Perhaps it’s because Bochum was once a real locomotive of the German economy — but now Bochum is earning a more dubious distinction. When General Motors shuts its three Opel-brand car plants in the city next year, it will be the first major car factory closure in Germany since the World War II.
“We are very angry about it,” says local resident Christophe Schweitzer. “A great number of people will become poor. Not only the 3,500 Opel workers, but people indirectly connected with the General Motors plants. Unemployment will rise. Small shops will close. It will be a great disaster.”
Many worry that with unemployment already above 10 percent in the region, the closure of the factory will put Bochum closer to economic ruin.
“Look at Detroit,” says Milan Sommer, a 23 year-old trainee at one of the plants. “It’s what could happen to our city here. Detroit is a warning for Bochum.”
There is no such pessimism at City Hall. City spokesman Tim Froehlich* says that since coalmining and steelmaking began to decline in the 1970s and 1980s, Bochum has been forging a non-industrial future and it won’t be devastated by the General Motors closure.
“Bochum will not be a second Detroit,” Froehlich says. “The closure will affect our economy but not to a threatening extent.”
For instance, the city says it has diversified into health care, internet security and education. Bochum has seven universities with 50,000 students.
Tourism is big, too. There’s a planetarium, a zoo and don’t forget the “Starlight Express.”
“Fourteen million people have seen this beautiful musical,” says Mario Schiefelbein, Bochum’s tourism chief. “I’m pretty sure there are a couple more million who will want to see Starlight Express.”
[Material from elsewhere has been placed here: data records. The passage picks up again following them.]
PR #212, opened 2019-06-10
Keywords to UVData

aelanman:
Re-opening Nick's PR including my changes to his branch.

## Description

Adds a function make UVData objects from keywords which can also make configuration yaml/csv files (optionally). Also ensures that setup functions don't modify parameter dictionaries internally.

Most significantly, this also means that the setup functions can accept polarization selections. Most of the tests ensuring the proper polarization array are removed to allow for this. Instead, an error is raised if the user attempts to run a `pyuvsim` simulation with an improper polarization array (ie., the error case is moved from setup to the simulator).

## Motivation and Context

Addresses the needs of the hera_sim team for methods to set up UVData objects by a function without writing/reading from config files.

## Types of changes

- [ ] Version change

## Checklist:

New feature checklist:


mkolopanis:
oh it looks like it didn't actually _save_ my comments. let me write them all out again.

pyuvsim/tests/test_simsetup.py
```diff
@@ -223,6 +223,25 @@ def test_param_reader():
...
 
+def test_tele_parser():
+    """
+    Check a variety of cases not already tested by param reader
+    """
+    # check no tele config passed
+    tdict = dict(array_layout=os.path.join(SIM_DATA_PATH, 'test_layout_6ant.csv'))
+    nt.assert_raises(KeyError, pyuvsim.simsetup.parse_telescope_params, tdict)
+    tdict['telescope_location'] = '(-30.72152777777791, 21.428305555555557, 1073.0000000093132)'
+    nt.assert_raises(KeyError, pyuvsim.simsetup.parse_telescope_params, tdict)
```
mkolopanis: Again maybe nit-picky but moving forward it would be nice to make sure the correct errors are raised instead of just the correct type of error. These can easily be implemented in a `with` statement and checking the text of the error.

bhazelton: +1

pyuvsim/uvsim.py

Hitching a ride on a foreign musical is hardly a substitute for making cars, however.
“It’s perceived rather as a failure of Opel and its American parent GM,” says economist Gustav Horn, who thinks it won’t reflect too poorly on the German auot manfuacturing sector. “[Opel and GM] concentrated too much on the European market where things are pretty bad with the Euro crisis.
“Much of the German car industry focused its export effort in high growth markets — China, Brazil, Mexico, Indonesia — and they’re doing very well,” Horn says.
CORRECTION: The original version of this article misspelled Bochum city spokesman Tim Froehlich’s name. The text has been corrected.